Okomu, Presco, 3 Other Agriculture Companies Generated N35.4bn Profit in 2022   

<strong>Okomu, Presco, 3 Other Agriculture Companies Generated N35.4bn Profit in 2022   </strong>

Kayode Tokede

Okomu Oil Palm Plc, Presco Plc lead three other listed agriculture companies on the Nigerian Exchange Limited (NGX) to declare a sum of N35.4billion profit in 2022 financial, representing an increase of 19 per cent from N29.81billion profit reported in 2021 financial year.

However, apart from Okomu Oil Palm and Presco, three other companies listed in the agriculture sector on the bourse announced losses, attributable to weak revenue, hike in cost of sales and poor corporate governance.

The combination of Ellah Lakes Plc, FTN Cocoa Processors Plc and Livestock Feeds Plc announced N2.27billion loss after tax in 2022 as against N1.61billion loss after tax reported in 2021.

The agriculture sector that comprises of four sub-activities Crop Production, Livestock, Forestry and Fishing contributed 26.46per cent to overall Gross Domestic Product (GDP) in real terms in Q4 2022, lower than the contribution in the fourth quarter of 2021 and lower than the third quarter of 2022 which stood at 26.84per cent and 29.67per cent respectively.

“The total contribution of the agriculture sector in 2022 was 25.58per cent,” according to a report by the National Bureau of Statistics (NBS).

With consistent struggling revenue and losses, these three companies over five years have not declared dividend payout to shareholders.  

An investigation by THISDAY revealed that Ellah Lakes and FTN Cocoa Processors for the second consecutive years reported loss after tax, while Livestock Feeds only reported loss after tax in 2022 financial year, over hike in cost of sales and operating expenses.

Ellah Lakes in 2022 announced N1.01billion loss as against N563.3million loss in 2021, while FTN Coca Processors declared N431.199million loss in 2022 from N1.48billion reported in 2021.

Ellah Lakes in 2022 recorded zero revenue as the company revealed that it has not harvested its oil palms nor its cassava tubers but its finance costs continued to mount, reaching N568.59million in 2022 from N229.95million in 2021.  

For Livestock Feeds, the company posted N822.22millin loss after tax in 2022 from N429.7million profit in 2021.

Okomu Oil Palm and Presco announced a sum of N37.66billion profit after tax in 2022 from N31.42billion in 2022 as Okomu Oil Palm declared N12 per 50 kobo ordinary share as dividend.

The breakdown revealed that Okomu Oil Palm in 2022 hits N16.2billion profit after tax, an increase of 34 per cent from N12.1billion in 2021, while Presco announced N21.47billion profit after tax in 2022 from N19.32billion reported in 2021 financial year.

Okomu Oil Palm and Presco continued to benefit from federal government policies on palm production as both companies recorded N142.39billion revenue in 2022 from N84.82 billion in 2021.

Prior to 2019 border closure, palm oil producers suffered revenue decline and losses due to the smuggling of cheaper products from neighbouring countries.

This drove the Federal Government to close eight land borders, with domestic palm oil prices rising as high as 50per cent y/y, and consequently improving profit margins for industry players.
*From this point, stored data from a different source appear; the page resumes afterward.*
PR #2348, opened 2026-04-25
Fix #2333: implement hash-based caching for execp to persist scroll state

### LINKED ISSUE #2333: [Bug]: ${scroll} does not work from within Bash file
### What happened?

When i execute a bash file withing conky with `${execp bashfile.sh}` the scroll function doesn't work! It shows the text but is not scrolling.

```
echo "\${scroll wait 10 1 6 This text needs to be scrolled, but does not!}"
```

### Version

1.19.8

Ubuntu

### Conky config

```Lua
conky.config = {
    background = false,
    alignment = 'top_middle',
    gap_x = -900,
    gap_y = -428,
    minimum_width = 400,.
    minimum_height = 100,
    no_buffers = true,
    double_buffer = true,
    text_buffer_size = 2048,
    draw_borders = false,
    draw_outline = false,
    draw_shades = false,
    draw_graph_borders = false,
    uppercase = false,
    out_to_stderr = false,
    own_window = true,
    own_window_title = 'conky-mediaplayer',
    own_window_type = 'normal',
    own_window_hints = 'undecorated,below,skip_taskbar,skip_pager',
    use_xft = true,
    font = 'Liberation Sans:size=7',
    xftalpha = 1,
    override_utf8_locale = true,
    update_interval = 0.3,
    default_color = 'white',
    imlib_cache_size = 10000,
    imlib_cache_flush_interval = 60,
    lua_load = './image.lua ./time-bar.lua',
    lua_draw_hook_pre = 'main_bars',
};

conky.text = [[
${execp ./player.sh}
${execi 1 ./cover.sh}
#${exec bash ./click_event.sh} # > /dev/null 2>&1}
]];
```

### Stack trace

```GDB

```

### Relevant log output

```Shell

```

harshal24-chavan:
# Checklist

## Description
This PR implements hash-based caching to persist the scroll state.
Fixes #2333

1. Added a `last_execp_hash` member to the text_object. 
2. In src/data/exec.cc, I modified fill_p to compare the current output hash with the `last_execp_hash` hash.
3. If the hash matches, the existing object tree (obj->sub) is preserved. We call `extract_variable_text_internal` and `generate_text_internal` on the existing tree instead of re-parsing.

* Describe how the changes will affect existing behaviour.
1. For ${scroll}: It now persists its animation state and "circles/loops" correctly even when inside an execp call.
2. For other variables: Dynamic variables (like ${cpu}) still update correctly because extract_variable_text_internal is called every cycle

1. Environment: Tested on Arch Linux (Kernel 6.x).
2. Verified that a ${scroll} inside a bash script loops matches the timing of a standard static scroll.
3. Dynamic Update: Verified that changing the bash script output triggers a re-parse (due to hash mismatch) and updates the display immediately
4. Stability: Monitored via bpytop; memory remained stable at ~15MB with no leaks detected over an extended period. CPU usage remained consistent.
5. Style: Code was formatted using clang-format according to the project's .clang-format specification.

* Include any relevant screenshots/evidence demonstrating that the changes work and have been tested.

### DIFF
--- a/src/content/text_object.h
+++ b/src/content/text_object.h
@@ -121,6 +121,8 @@ struct text_object {
   } data;
 
   void *special_data;
+
+  size_t last_execp_hash; /* caching-hash for execp content*/
   long line;
   bool parse;  /* if true then data.s should still be parsed */
   bool thread; /* if true then data.s should be set by a separate thread */
--- a/src/data/exec.cc
+++ b/src/data/exec.cc
@@ -43,10 +43,11 @@
 #include "../content/text_object.h"
 #include "../update-cb.hh"
 
-struct execi_data {
+struct exec_data {
   float interval{0};
   char *cmd{nullptr};
-  execi_data() = default;
+  size_t last_execp_hash{0};
+  exec_data() = default;
 };
 
 static const int cmd_len = 256;
@@ -228,7 +229,9 @@ void fill_p(const char *buffer, struct text_object *obj, char *p,
   if (obj->parse) {
     size_t current_hash = std::hash<std::string>{}(buffer);
 
-    if (obj->last_execp_hash == 0 || current_hash != obj->last_execp_hash) {
+    auto *ed = static_cast<struct exec_data *>(obj->data.opaque);
+
+    if (ed->last_execp_hash == 0 || current_hash != ed->last_execp_hash) {
       if (obj->sub) {
         free_text_objects(obj->sub);
         free(obj->sub);
@@ -260,15 +263,13 @@ void fill_p(const char *buffer, struct text_object *obj, char *p,
  * @param[in] execflag bitwise flag used to specify the exec variant we need to
  * process
  */
-void scan_exec_arg(struct text_object *obj, const char *arg,
-                   unsigned int execflag) {
+void scan_exec_arg(struct text_object *obj, const char *arg, exec_flag flags) {
   const char *cmd = arg;
   char *orig_cmd = nullptr;
-  struct execi_data *ed;
+  auto ed = new exec_data;
 
   /* in case we have an execi object, we need to parse out the interval */
-  if ((execflag & EF_EXECI) != 0u) {
-    ed = new execi_data;
+  if (flags & exec_flag::interval) {
     int n;
 
     /* store the interval in ed->interval */
@@ -285,12 +286,12 @@ void scan_exec_arg(struct text_object *obj, const char *arg,
   }
 
   /* parse any special options for the graphical exec types */
-  if ((execflag & EF_BAR) != 0u) {
+  if (flags & exec_flag::bar) {
     cmd = scan_bar(obj, cmd, 100);
 #ifdef BUILD_GUI
-  } else if ((execflag & EF_GAUGE) != 0u) {
+  } else if (flags & exec_flag::gauge) {
     cmd = scan_gauge(obj, cmd, 100);
-  } else if ((execflag & EF_GRAPH) != 0u) {
+  } else if (flags & exec_flag::graph) {
     auto [buf, skip] = scan_command(cmd);
     scan_graph(obj, cmd + skip, 100, FALSE);
     cmd = buf;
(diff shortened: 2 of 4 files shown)


src/data/exec.cc
```diff
@@ -225,11 +226,24 @@ static inline double get_barnum(const char *buf) {
 void fill_p(const char *buffer, struct text_object *obj, char *p,
             unsigned int p_max_size) {
   if (obj->parse) {
-    evaluate(buffer, p, p_max_size);
+    size_t current_hash = std::hash<std::string>{}(buffer);
+
+    if (obj->last_execp_hash == std::numeric_limits<size_t>::max() ||
```
Caellian: This check is wrong.

You initialize with `size_t last_execp_hash = std::numeric_limits<size_t>::max()`, but you don't actually - the code that constructs `text_object` uses `malloc` and `memset(0)`.

There's no difference between 0 and max sentinel (hash is equally likely to be either), so you should just simplify this check to check for zero.

src/content/text_object.h
```diff
@@ -121,6 +121,9 @@ struct text_object {
   } data;
 
   void *special_data;
+
+  size_t last_execp_hash =
+      std::numeric_limits<size_t>::max(); /* caching-hash for execp content*/
```
Caellian: and remove initializer here (doesn't get used so it's confusing).

src/data/exec.cc
```diff
@@ -225,11 +226,24 @@ static inline double get_barnum(const char *buf) {
...
+        current_hash != obj->last_execp_hash) {
+      if (obj->sub) {
+        free_text_objects(obj->sub);
+        delete obj->sub;
+      }
+      obj->sub = new text_object{};
```
Caellian: Don't use `new` here. It's good C++ code, but the old code isn't, so you're mixing allocation strategies - older code uses `malloc` and `free`. If some other code calls free instead of delete on this it might blow up.

src/content/text_object.h
```diff
@@ -121,6 +121,9 @@ struct text_object {
   } data;
 
   void *special_data;
+
+  size_t last_execp_hash =
```
Caellian: Also, this shouldn't live on every `text_object` when only `execp` needs it. Move it into `execi_data` which is unique per-exec variable and won't bloat all text objects..

Caellian (changes requested):

src/data/exec.cc
harshal24-chavan: Thanks for your reviews, I'll get to work on these and update the PR.

Lowrida:
So is this problem now solved or.. ?

Caellian (dismissed):
I told you:

> Also, this shouldn't live on every `text_object` when only `execp` needs it. Move it into `execi_data` which is unique per-exec variable and won't bloat all text objects..

I was wrong. This caused UB because `execp` without interval actually allocated a `char *` instead of `execi_data`. So I fixed it on your branch.

I just need your ok on merging this because I manufactured history and marked you as the author of the squashed and modified commit. Squash was preparation for fast-forward, and I just wanted to streamline the process and reduce back-and-forth. Review the diff on your commit and let me know whether it's what you would've written (`text_object` works and is fine).

My commit on top is just reducing technical debt that modifying `text_object` would introduce and some 10 year old code that prevented you from using `execi_data` in the first place (which is a slightly better choice).

You can revert your commits from a [bundle](https://github.com/user-attachments/files/27110542/original-commits.zip) or locally with `git reset --hard 4fbddbe8fa56767b2664dc47a5c5737eea6b5dda`, if you want them back for any reason.

harshal24-chavan:
@Caellian 

OK from my side. The changes look good.

Thank you for the refactor and for cleaning everything up!

Caellian:
Np, I planned on fast-forwarding these two commits instead of squashing because they're separate changes and either can introduce bugs on its own. Had I done that without modifying your commit they would've been coupled due to the UB.

This seems good to fast-forward, but I need @brndnmtthws to approve on my commit now :sweat_smile:.

brndnmtthws (approved):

This trend was, however, short-lived as four borders (Seme, Illela, Maigatari and Mfun) were re-opened a year later after the ravages of the coronavirus pandemic, while the remaining four (Idiroko, Jibiya, Kamba and Ikom) saw a similar fate in the second quarter of 2022.

Commenting, analysts at Vetiva research, said it expected the elevated international prices to reflect in domestic prices, sustaining the bullish momentum of revenue growth.

According to them, “However, the reopening of the borders may give rise to the smuggling of cheaper Crude Palm Oil (CPO) from neighbouring countries and consequently drag anticipated price increases. Also, rising inflationary pressures remain a major downside risk to profit margins in the near term.”

Commenting on Presco, Vetiva said, “ Looking ahead, our outlook for domestic and international CPO prices remains strong, driven by a weak supply of CPO substitutes. However, we expect global prices to be slightly tempered on the back of increased CPO production.

“That said, a headwind to domestic CPO prices is the reopening of the land borders, which could give rise to smuggling activities. On the cost front, we expect cost lines to remain pressured in H2’22, fueled by the rising cost of AGO, fertilizers and overall inflationary pressures.”